Three Turkish companies pulled out of a project to build the first nuclear plant power in the country, leaving their partner, Russian energy giant Rosatom, alone in the endeavor, company officials told Anadolu Agency on Tuesday.
Rosatom holds the majority share of the Akkuyu Nuclear Power Plant (NPP) with 51 percent, while the remaining 49 percent stake was to be divided among the Turkish consortium of contracting conglomerates that includes Cengiz, Kolin, and Kalyon.
However, the Cengiz, Kolin and Kalyon consortium pulled out of the project, the company officials said citing the inability to agree on commercial terms in the project.

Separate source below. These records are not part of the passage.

PR #2919, opened 2021-05-23
raidemulator: Convert LogEventHandler and NetworkLogConverter to typescript

valarnin:
`NetworkLogConverterWorker` will need to wait until the `CombatantTracker` class and dependencies are converted.

This PR should be considered downstream from #2917 due to `zoneID` => `zoneId` property rename. As such, this PR's compile will fail until that PR is merged. When that one's merged I'll rebase this to upstream/main.


valarnin:
```diff
diff --git a/ui/raidboss/emulator/data/LogEventHandler.js b/ui/raidboss/emulator/data/LogEventHandler.ts
index 7868f946..79c1d2c3 100644
--- a/ui/raidboss/emulator/data/LogEventHandler.js
+++ b/ui/raidboss/emulator/data/LogEventHandler.ts
@@ -1,13 +1,16 @@
 import EmulatorCommon from '../EmulatorCommon';
 import EventBus from '../EventBus';
 import { LocaleNetRegex } from '../../../../resources/translations';
+import { Lang } from 'types/global';
+import LineEvent from './network_log_converter/LineEvent';
+import { LineEvent0x01 } from './network_log_converter/LineEvent0x01';
 
 export default class LogEventHandler extends EventBus {
-  static doesLineMatch(line, regexes) {
+  static doesLineMatch(line: string, regexes: Record<string, RegExp>): RegExpExecArray | false {
     for (const i in regexes) {
-      const res = regexes[i].exec(line);
+      const res = regexes[i]?.exec(line);
       if (res) {
-        if (LocaleNetRegex.areaSeal[i])
+        if (LocaleNetRegex.areaSeal[i as Lang] && res.groups)
           res.groups.language = i;
         return res;
       }
@@ -15,96 +18,101 @@ export default class LogEventHandler extends EventBus {
     return false;
   }
 
-  static isMatchStart(line) {
+  static isMatchStart(line: string): RegExpMatchArray | false {
     let res;
     res = LogEventHandler.doesLineMatch(line, EmulatorCommon.countdownRegexes);
     if (res) {
-      res.groups.StartIn = res.groups.time * 1000;
+      res.groups = res.groups ?? {};
+      res.groups.StartIn = (parseInt(res.groups.time ?? '0') * 1000).toString();
       res.groups.StartType = 'Countdown';
       return res;
     }
     res = LogEventHandler.doesLineMatch(line, EmulatorCommon.sealRegexes);
     if (res) {
-      res.groups.StartIn = 0;
+      res.groups = res.groups ?? {};
+      res.groups.StartIn = '0';
       res.groups.StartType = 'Seal';
       return res;
     }
     res = LogEventHandler.doesLineMatch(line, EmulatorCommon.engageRegexes);
     if (res) {
-      res.groups.StartIn = 0;
+      res.groups = res.groups ?? {};
+      res.groups.StartIn = '0';
       res.groups.StartType = 'Engage';
       return res;
     }
     return false;
   }
 
-  static isMatchEnd(line) {
+  static isMatchEnd(line: string): RegExpMatchArray | false {
     let res;
-    res = LogEventHandler.doesLineMatch(line, [EmulatorCommon.winRegex]);
+    res = LogEventHandler.doesLineMatch(line, { '': EmulatorCommon.winRegex });
     if (res) {
+      res.groups = res.groups ?? {};
       res.groups.EndType = 'Win';
       return res;
     }
-    res = LogEventHandler.doesLineMatch(line, [EmulatorCommon.wipeRegex]);
+    res = LogEventHandler.doesLineMatch(line, { '': EmulatorCommon.wipeRegex });
     if (res) {
+      res.groups = res.groups ?? {};
       res.groups.EndType = 'Wipe';
       return res;
     }
-    res = LogEventHandler.doesLineMatch(line, [EmulatorCommon.cactbotWipeRegex]);
+    res = LogEventHandler.doesLineMatch(line, { '': EmulatorCommon.cactbotWipeRegex });
     if (res) {
+      res.groups = res.groups ?? {};
       res.groups.EndType = 'Cactbot Wipe';
       return res;
     }
     res = LogEventHandler.doesLineMatch(line, EmulatorCommon.unsealRegexes);
     if (res) {
+      res.groups = res.groups ?? {};
       res.groups.EndType = 'Unseal';
       return res;
     }
     return false;
   }
 
-  constructor() {
-    super();
+  public currentFight: LineEvent[] = [];
+  public currentZoneName?: string;
+  public currentZoneId = -1;
 
-    this.currentZoneName = null;
-    this.currentFight = [];
-    this.currentZoneId = -1;
-  }
-
-  parseLogs(logs) {
+  parseLogs(logs: LineEvent[]): void {
     for (let i = 0; i < logs.length; ++i) {
-      const lineObj = logs[i];
+      const lineObj = logs[i] as LineEvent;
 
       this.currentFight.push(lineObj);
 
-      lineObj.offset = lineObj.timestamp - this.currentFight[0].timestamp;
+      lineObj.offset = lineObj.timestamp - (this.currentFight[0]?.timestamp ?? 0);
 
       const res = LogEventHandler.isMatchEnd(lineObj.networkLine);
       if (res) {
         this.endFight();
-      } else if (lineObj.zoneName) {
-        this.currentZoneId = lineObj.zoneId;
-        this.currentZoneName = lineObj.zoneName;
+      } else if (lineObj instanceof LineEvent0x01) {
+        const castLineObj = lineObj;
+        this.currentZoneId = parseInt(castLineObj.zoneId ?? '0');
+        this.currentZoneName = castLineObj.zoneName;
         this.endFight();
       }
     }
   }
 
-  endFight() {
+  endFight(): void {
     if (this.currentFight.length < 2)
       return;
 
-    const start = new Date(this.currentFight[0].timestamp);
+    const start = new Date(this.currentFight[0]?.timestamp ?? 0).toISOString();
+    const end = new Date(this.currentFight.slice(-1)[0]?.timestamp ?? 0).toISOString();
     this.currentZoneName = this.currentZoneName || 'Unknown';
     this.currentZoneId = this.currentZoneId || -1;
 
     console.debug(`Dispatching new fight
 Start: ${start}
-End: ${new Date(this.currentFight[this.currentFight.length - 1].timestamp)}
+End: ${end}
 Zone: ${this.currentZoneName}
 Line Count: ${this.currentFight.length}
 `);
-    this.dispatch('fight', start.toISOString().substr(0, 10), this.currentZoneId, this.currentZoneName, this.currentFight);
+    void this.dispatch('fight', start.substr(0, 10), this.currentZoneId, this.currentZoneName, this.currentFight);
 
     this.currentFight = [];
   }
 
```
```diff
diff --git a/ui/raidboss/emulator/data/NetworkLogConverter.js b/ui/raidboss/emulator/data/NetworkLogConverter.ts
index 90b983f3..e4ef38ee 100644
--- a/ui/raidboss/emulator/data/NetworkLogConverter.js
+++ b/ui/raidboss/emulator/data/NetworkLogConverter.ts
@@ -1,30 +1,41 @@
 import EventBus from '../EventBus';
+import LineEvent from './network_log_converter/LineEvent';
 import LogRepository from './network_log_converter/LogRepository';
 import ParseLine from './network_log_converter/ParseLine';
 
 export default class NetworkLogConverter extends EventBus {
-  async convertFile(data) {
+  convertFile(data: string): LineEvent[] {
     const repo = new LogRepository();
-    const ret = await this.convertLines(
+    return this.convertLines(
         // Split data into an array of separate lines, removing any blank lines.
         data.split(NetworkLogConverter.lineSplitRegex).filter((l) => l !== ''),
         repo,
     );
-    return ret;
   }
 
-  async convertLines(lines, repo) {
-    this.Combatants = {};
+  convertLines(lines: (string | LineEvent)[], repo: LogRepository): LineEvent[] {
     repo = repo || new LogRepository();
-    lines = lines.map((l) => ParseLine.parse(repo, l)).filter((l) => l);
+    // This is a bit ugly but we can't keep the original lines array values around
+    // due to memory issues
+    // Convert from string to LineEvent
+    lines =
+      (
+        (lines as string[])
+          .map((l) => ParseLine.parse(repo, l)) as (LineEvent | boolean)[])
+        .filter((l) => l) as LineEvent[];
+
+    // Call `convert` to convert the network line to non-network format and update indexing values
+    lines = (lines as LineEvent[])
+      .map((l, i) => {
+        l.convert(repo);
+        l.index = i;
+        return l;
+      });
 
-    for (let i = 0; i < lines.length; ++i) {
-      lines[i].convert(repo);
-      lines[i].index = i;
-    }
     // Sort the lines based on `${timestamp}_${index}` to handle out-of-order lines properly
-    return lines.sort((l, r) => (l.timestamp + '_' + l.index).localeCompare(r.timestamp + '_' + r.index));
+    return (lines as LineEvent[])
+      .sort((l, r) => (`${l.timestamp}_${l.index}`).localeCompare(`${r.timestamp}_${r.index}`));
   }
-}
 
-NetworkLogConverter.lineSplitRegex = /\r?\n/gm;
+  static lineSplitRegex = /\r?\n/gm;
+}
```

valarnin:
As a follow up question, it seems like a lot of these typescript conversions aren't going to be detected as a rename. Should these PRs instead be two commits (renames first, then code adjustments)? I believe that will fix the rename detection issue.

ui/raidboss/emulator/data/LogEventHandler.ts
```diff
@@ -0,0 +1,119 @@
+import EmulatorCommon from '../EmulatorCommon';
+import EventBus from '../EventBus';
+import { LocaleNetRegex } from '../../../../resources/translations';
+import { Lang } from 'types/global';
+import LineEvent from './network_log_converter/LineEvent';
+import { LineEvent0x01 } from './network_log_converter/LineEvent0x01';
+
+export default class LogEventHandler extends EventBus {
+  static doesLineMatch(line: string, regexes: Record<string, RegExp>): RegExpExecArray | false {
```
quisquous, line 9: Can this be `RegExpExecArray | undefined` here?

Also, can it be `regexes: Record<Lang, RegExp> | RegExp`? It seems like it'd be better for the callers to do something like `res = LogEventHandler.doesLineMatch(line, EmulatorCommon.cactbotWipeRegex);` rather than the `{ '': regex }` construction.  All of this would also let you remove the `as Lang` and the `regexes[i]?` below.

ui/raidboss/emulator/data/LogEventHandler.ts
```diff
@@ -0,0 +1,119 @@
...
+    return false;
+  }
+
+  public currentFight: LineEvent[] = [];
+  public currentZoneName?: string;
+  public currentZoneId = -1;
+
+  parseLogs(logs: LineEvent[]): void {
+    for (let i = 0; i < logs.length; ++i) {
+      const lineObj = logs[i] as LineEvent;
```
quisquous, line 82:
```suggestion
    for (const lineObj of logs) {
```

ui/raidboss/emulator/data/LogEventHandler.ts
```diff
@@ -0,0 +1,119 @@
...
+
+      this.currentFight.push(lineObj);
+
+      lineObj.offset = lineObj.timestamp - (this.currentFight[0]?.timestamp ?? 0);
```
quisquous, line 86: It might be worth a helper getter for startTime / endTime?

ui/raidboss/emulator/data/LogEventHandler.ts
```diff
@@ -0,0 +1,119 @@
...
+
+      const res = LogEventHandler.isMatchEnd(lineObj.networkLine);
+      if (res) {
+        this.endFight();
+      } else if (lineObj instanceof LineEvent0x01) {
+        const castLineObj = lineObj;
+        this.currentZoneId = parseInt(castLineObj.zoneId ?? '0');
+        this.currentZoneName = castLineObj.zoneName;
```
quisquous, line 94:
```suggestion
        this.currentZoneId = parseInt(lineObj.zoneId ?? '0');
        this.currentZoneName = lineObj.zoneName;
```

ui/raidboss/emulator/data/LogEventHandler.ts
```diff
@@ -0,0 +1,119 @@
...
+      res.groups = res.groups ?? {};
+      res.groups.EndType = 'Unseal';
+      return res;
+    }
+    return false;
+  }
+
+  public currentFight: LineEvent[] = [];
+  public currentZoneName?: string;
+  public currentZoneId = -1;
```
quisquous, line 78: Unrelated to this patch, but do you think we need a `ZoneId.InvalidZone`?

ui/raidboss/emulator/data/NetworkLogConverter.ts
```diff
@@ -0,0 +1,41 @@
...
+    const repo = new LogRepository();
+    return this.convertLines(
+        // Split data into an array of separate lines, removing any blank lines.
+        data.split(NetworkLogConverter.lineSplitRegex).filter((l) => l !== ''),
+        repo,
+    );
+  }
+
+  convertLines(lines: (string | LineEvent)[], repo: LogRepository): LineEvent[] {
+    repo = repo || new LogRepository();
```
quisquous, line 17: Is this necessary? It looks like from both the type and the callers that repo always exists.

ui/raidboss/emulator/data/LogEventHandler.ts
```diff
@@ -0,0 +1,119 @@
...
+  }
+
+  endFight(): void {
+    if (this.currentFight.length < 2)
+      return;
+
+    const start = new Date(this.currentFight[0]?.timestamp ?? 0).toISOString();
+    const end = new Date(this.currentFight.slice(-1)[0]?.timestamp ?? 0).toISOString();
+    this.currentZoneName = this.currentZoneName || 'Unknown';
+    this.currentZoneId = this.currentZoneId || -1;
```
quisquous, line 107:
```suggestion
    this.currentZoneName = this.currentZoneName ?? 'Unknown';
    this.currentZoneId = this.currentZoneId ?? -1;
```

Alternatively, maybe a `reset()` function for setting all of the `current` variables back to default values initially/after endFight?

ui/raidboss/emulator/data/LogEventHandler.ts
```diff
@@ -0,0 +1,119 @@
...
+    res = LogEventHandler.doesLineMatch(line, EmulatorCommon.countdownRegexes);
+    if (res) {
+      res.groups = res.groups ?? {};
+      res.groups.StartIn = (parseInt(res.groups.time ?? '0') * 1000).toString();
+      res.groups.StartType = 'Countdown';
+      return res;
+    }
+    res = LogEventHandler.doesLineMatch(line, EmulatorCommon.sealRegexes);
+    if (res) {
+      res.groups = res.groups ?? {};
```
quisquous, line 32:
```suggestion
    if (res && res.groups) {
```

ui/raidboss/emulator/data/NetworkLogConverter.ts
```diff
@@ -0,0 +1,41 @@
...
+  convertFile(data: string): LineEvent[] {
+    const repo = new LogRepository();
+    return this.convertLines(
+        // Split data into an array of separate lines, removing any blank lines.
+        data.split(NetworkLogConverter.lineSplitRegex).filter((l) => l !== ''),
+        repo,
+    );
+  }
+
+  convertLines(lines: (string | LineEvent)[], repo: LogRepository): LineEvent[] {
```
quisquous, line 16: Who is calling `convertLines` with `LineEvent[]`?

ui/raidboss/emulator/data/NetworkLogConverter.ts
```diff
@@ -0,0 +1,41 @@
...
+    lines = (lines as LineEvent[])
+      .map((l, i) => {
+        l.convert(repo);
+        l.index = i;
+        return l;
+      });
+
+    // Sort the lines based on `${timestamp}_${index}` to handle out-of-order lines properly
+    return (lines as LineEvent[])
+      .sort((l, r) => (`${l.timestamp}_${l.index}`).localeCompare(`${r.timestamp}_${r.index}`));
```
quisquous, line 37: There is...a lot going on in this function.  Can I suggest something that doesn't require `as` everywhere?

```suggestion
   const lineEvents = lines.map((l) => ParseLine.parse(repo, l)).filter(isLineEvent);

    // Call `convert` to convert the network line to non-network format and update indexing values
    lineEvents.map((l, i) => {
      l.convert(repo);
      l.index = i;
      return l;
    });

    // Sort the lines based on `${timestamp}_${index}` to handle out-of-order lines properly
    return lineEvents.sort((l, r) => (`${l.timestamp}_${l.index}`).localeCompare(`${r.timestamp}_${r.index}`));
```

Plus a type-guard function up above to filter undefined out without an `as`:

```typescript
const isLineEvent = (line?: LineEvent): line is LineEvent => {
  return !!line;
};
```

I'm not sure that I understand what the memory issues are here.  The caller is holding onto `lines` as well, so clobbering `lines` here doesn't remove the final ref.

ui/raidboss/emulator/data/LogEventHandler.ts
valarnin: Switching to `undefined` makes sense here, yeah. I don't know how to make `regexes: Record<Lang, RegExp> | RegExp` work in the scope of the function though.

ui/raidboss/emulator/data/LogEventHandler.ts
valarnin: `i` was used at one point for this loop but isn't anymore. Adjusted for next commit.

ui/raidboss/emulator/data/LogEventHandler.ts
valarnin: Adjusted for next commit.

ui/raidboss/emulator/data/LogEventHandler.ts
valarnin: I could have sworn I tried this at one point and tsc complained, but it seems fine now? 🤷‍♂️

Adjusted for next commit.

ui/raidboss/emulator/data/NetworkLogConverter.ts
valarnin: This is leftover code from the original bootstrapping raidemulator test framework I was using to compare network lines to converted non-network lines pulled from ACT. Removed for next commit.

ui/raidboss/emulator/data/LogEventHandler.ts
valarnin: We explicitly don't want to reset the state to default for LogEventHandler since the ZoneChange line only happens once whereas we might load a bunch of encounters after it for that zone.

I think instead these should just be defaulted in the property declaration? `currentZoneId` is already being defaulted but `currentZoneName` isn't.

ui/raidboss/emulator/data/LogEventHandler.ts
valarnin: This is an annoying case where `groups` should always be present, but on the off chance that it isn't (due to changes in `LocaleNetRegex` maybe), we'd want to throw an error instead of continuing blindly because it's going to cause issues with the logic in `Encounter` if there's ever a case where there's a start/end line that doesn't have the property set?

Basically, I'm saying that `if (res && !res.groups)` is an error state that should cause the log import process to either halt entirely or skip to the next valid case, and there's not really a good mechanism right now to do the latter.

ui/raidboss/emulator/data/NetworkLogConverter.ts
valarnin: This has to do with the conversation below related to memory. Depending on how we solve that, this will likely change.

ui/raidboss/emulator/data/LogEventHandler.ts
quisquous:
```typescript
  static doesLineMatch(line: string,
      regexes: Record<Lang, RegExp> | RegExp): RegExpExecArray | null {
    if (regexes instanceof RegExp)
      return regexes.exec(line);

    for (const langStr in regexes) {
      const lang = langStr as keyof typeof regexes;
      const res = regexes[lang].exec(line);
      if (res) {
        if (LocaleNetRegex.areaSeal[lang] && res.groups)
          res.groups.language = lang;
        return res;
      }
    }
    return null;
  }
```

quisquous: Actually `LocaleNetRegex.areaSeal[lang]` is always true, so that can be elided too.

ui/raidboss/emulator/data/LogEventHandler.ts
quisquous: Ah yeah, that makes sense!

ui/raidboss/emulator/data/LogEventHandler.ts
quisquous: Not depending on the internals of `LocaleNetRegex` is a good argument, thanks.

My followup suggestion is that these should all be `res.groups ??= {}` instead, then.

ui/raidboss/emulator/data/NetworkLogConverter.ts
valarnin: The issue isn't the strings in the array, the issue is the array itself.

Before the change to use the worker, the `lines` array passed into the function could have had an exceedingly large amount of elements, for instance the biggest single log file I have sitting around right now is 3,833,046 lines long.

That array alone is a little under 30mb just to store and track the references to the strings, not including the string data itself, and that's all assuming the javascript implementation is storing the array internally as an array of pointers and not as some more complex data type.

It's probably not nearly as important anymore and the adjustments you've suggested above would probably be fine, but it's potentially not and I'd prefer that someone double check the logic in worker to make sure I'm not missing some edge case where it might pass through a ton of lines, because that was the cause of a lot of browser crashes before.

ui/raidboss/emulator/data/LogEventHandler.ts
valarnin: I don't think that having a `ZoneId.InvalidZone` makes sense because every zone ID should always be valid. It's more of a case of `ZoneId.UnknownZone` as a catch-all which I'm not sure is really possible?

ui/raidboss/emulator/data/LogEventHandler.ts
valarnin: Thanks for this. I don't know why, but I was absolutely failing to string this one together. Adjusted for next commit, including the `areaSeal` removal.

ui/raidboss/emulator/data/LogEventHandler.ts
valarnin: Adjusted for next commit.

ui/raidboss/emulator/data/LogEventHandler.ts
valarnin: I keep forgetting that `??=` is an operator in typescript. Adjusted for next commit.

valarnin: As a follow up, does it make sense to note this as a comment somewhere to prevent confusion in the future?

quisquous: Yeah, that makes sense.  Some sort of `// Currently all of these regexes have groups if they match at all, but be robust to that changing in the future.` sort of thing?

ui/raidboss/emulator/data/NetworkLogConverter.ts
quisquous: I think I just don't understand how changes inside of `convertLines` saves memory, as all callers of `convertLines` are still holding onto a ref to `lines`.  (Maybe the `convertFile` one doesn't because it's just a param, vs a named variable?  But that's a v8 detail I don't know enough about to say either way.)  But for the worker, the worker still has a ref on the array, so it doesn't matter if you clobber it inside of `convertLines` because there's still a ref on it and it can't be gc'd until the function is done and you set `lines = []` in the worker.  That's really the root of my confusion, as I don't understand how the previous code made any difference to the gc situation.

(Also, maybe this is not the PR to change it, but I still do not think that you should sort the lines.  The lines have out of order times in them but the order in the file is the order in which they are presented to the plugin.  So, I think it's incorrect to change that order.)

valarnin: In current state I don't think it's going to be a memory issue anymore. I'll make these adjustments.

As for sorting, the only reason that's in place is to address issues with CombatantTracker updating states out of order. I think that's a fix for after CombatantTracker and dependents have been converted to Typescript.

However, during testing of this I've noticed that there's an issue with the getter for `LineEvent.timestamp` that needs fixed. I'm going to get a PR in for that real quick before continuing on this PR.

valarnin:
Had to include a slight adjustment to NetworkLogConverterWorker because `convertLines` is no longer async.

quisquous (commented):
Also, just as feedback, it is very hard to review your patches when you force push on every change.  I can't see what changed and have to re-read the entire thing and try to remember what was there before.  This is especially true the larger the patch is.

If you want to make the review process easier for reviewers, I would recommend:
* add separate commits for any changes due to review, so folks can look at a single commit to see what changed
* only rebase on main and force push when you need to include other changes from main
  * but don't squash commits when you do this
  * alternatively, merge main in to preserve commit history on the branch
* ideally push a commit first and then publish comments second that say "done".  If you comment "will be done in the future", then now I have to remember at some indefinite point to try to compare what was done.

ui/raidboss/emulator/data/LogEventHandler.ts
```diff
@@ -0,0 +1,130 @@
...
+      if (res) {
+        if (res.groups)
+          res.groups.language = lang;
+        return res;
+      }
+    }
+    return null;
+  }
+
+  static isMatchStart(line: string): RegExpMatchArray | false {
```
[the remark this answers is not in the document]
valarnin: It's used in `Encounter`. It lives in `LogEventHandler` because `isMatchEnd` also lives there and is used there. Given that all of these are using regexes from `EmulatorCommon`, maybe it makes sense to move them both there?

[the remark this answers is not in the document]
quisquous: That seems reasonable!

valarnin:
> 
> 
> Also, just as feedback, it is very hard to review your patches when you force push on every change. I can't see what changed and have to re-read the entire thing and try to remember what was there before. This is especially true the larger the patch is.

I started squashing the commits down (or using `git commit --amend`, in actuality) because that's what you were doing when merging them in regardless. If you'd rather a bunch of commits and squash them on merge instead, that's fine too. That does circle back to a question I asked previously on this PR:
> As a follow up question, it seems like a lot of these typescript conversions aren't going to be detected as a rename. Should these PRs instead be two commits (renames first, then code adjustments)? I believe that will fix the rename detection issue.

Should I start doing this as well?

> If you want to make the review process easier for reviewers, I would recommend:
> 
>     * add separate commits for any changes due to review, so folks can look at a single commit to see what changed
>     * only rebase on main and force push when you need to include other changes from main
>       * but don't squash commits when you do this
>       * alternatively, merge main in to preserve commit history on the branch

I think a rebase to main shouldn't require a force push, though I might be wrong? As such, my preferred methodology is to rebase to main any time I need to make further commits, just to avoid future merge issues and to make sure that something hasn't changed on main that would impact the changes in the PR.

>     * ideally push a commit first and then publish comments second that say "done".  If you comment "will be done in the future", then now I have to remember at some indefinite point later to try to compare what was done.
>       * My workflow is usually to leave a draft review comment that says "done" and then publish all the comments at once when I push changes.

I don't think I can draft a comment on someone else's review? I can't seem to find that option, either way. Would you prefer that I comment that the changes have been made after pushing the commit, or just mark the conversation as resolved without commenting? I'm not sure which states github notifies for.

quisquous:
> > Also, just as feedback, it is very hard to review your patches when you force push on every change. I can't see what changed and have to re-read the entire thing and try to remember what was there before. This is especially true the larger the patch is.
> 
> I started squashing the commits down (or using `git commit --amend`, in actuality) because that's what you were doing when merging them in regardless. If you'd rather a bunch of commits and squash them on merge instead, that's fine too. That does circle back to a question I asked previously on this PR:

Yeah, I think the only time it makes sense to have a clean history in the PR itself is if you think the change should be rebase+merge instead of squash+merge onto main so that the commits are preserved.  But I think that's probably a really rare case and probably those should just be different squashed PRs in the end.

> > As a follow up question, it seems like a lot of these typescript conversions aren't going to be detected as a rename. Should these PRs instead be two commits (renames first, then code adjustments)? I believe that will fix the rename detection issue.
> 
> Should I start doing this as well?

I think if it's in the same PR, then yeah, maybe rename first then changes as separate commits might help make it more readable.

> > If you want to make the review process easier for reviewers, I would recommend:
> > ```
> > * add separate commits for any changes due to review, so folks can look at a single commit to see what changed
> > * only rebase on main and force push when you need to include other changes from main
> >   * but don't squash commits when you do this
> >   * alternatively, merge main in to preserve commit history on the branch
> > ```
> 
> I think a rebase to main shouldn't require a force push, though I might be wrong? As such, my preferred methodology is to rebase to main any time I need to make further commits, just to avoid future merge issues and to make sure that something hasn't changed on main that would impact the changes in the PR.

Yeah, a rebase requires a force push when you've changed the base.  The only time a rebase wouldn't require a force push is if there were no commits since the last time you did it.

> > ```
> > * ideally push a commit first and then publish comments second that say "done".  If you comment "will be done in the future", then now I have to remember at some indefinite point later to try to compare what was done.
> >   * My workflow is usually to leave a draft review comment that says "done" and then publish all the comments at once when I push changes.
> > ```
> 
> I don't think I can draft a comment on someone else's review? I can't seem to find that option, either way. Would you prefer that I comment that the changes have been made after pushing the commit, or just mark the conversation as resolved without commenting? I'm not sure which states github notifies for.

This is github interface weirdness, but this is the difference between the main PR page (where you can cancel/comment/resolve) and the files changed page (where you can cancel/add single comment/start a review).  It's the same difference between merging in somebody's suggestions one at a time vs batching them in the files changed page.  At any rate, "starting a review" should let you write draft comments and then publish at once.  "Add single comment" or "comment" from the main PR page both are instant with no draft.

ui/raidboss/emulator/data/LogEventHandler.ts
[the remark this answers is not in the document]
valarnin: This change is done.

ui/raidboss/emulator/EmulatorCommon.ts
```diff
@@ -112,6 +113,82 @@ export default class EmulatorCommon {
...
+      if (res) {
+        if (res.groups)
+          res.groups.language = lang;
+        return res;
+      }
+    }
+    return null;
+  }
+
+  static matchStart(line: string): RegExpMatchArray | false {
```
quisquous, line 133:
```suggestion
  static matchStart(line: string): RegExpMatchArray | undefined {
```

ui/raidboss/emulator/EmulatorCommon.ts
```diff
@@ -112,6 +113,82 @@ export default class EmulatorCommon {
...
+    if (res) {
+      res.groups ??= {};
+      res.groups.StartIn = '0';
+      res.groups.StartType = 'Engage';
+      return res;
+    }
+    return false;
+  }
+
+  static matchEnd(line: string): RegExpMatchArray | false {
```
quisquous, line 161:
```suggestion
  static matchEnd(line: string): RegExpMatchArray | undefined {
```

valarnin:
Was hoping I wouldn't have to change my local back to the branch to apply those but looks like that's a no-go. Let me fix those up, give me a few minutes...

The Turkish consortium signed a draft agreement with Rosatom for the transfer of 49 percent of shares in the project last June. However, since then the sides failed to reach a final agreement.
Rosatom plans to construct Turkey’s first nuclear power plant, Akkuyu, in the country’s southern province of Mersin on the Mediterranean coast.
The plant will have a capacity of 4,800 megawatts in four units and a working life of 8,000 hours per year. In the first phase of construction, two units with a capacity of 2,400 megawatts are planned.
Construction of the plant was expected to start this year. The plant has an operational date set for the first reactor by 2023 while the plant is expected to be up and running at full capacity by 2025.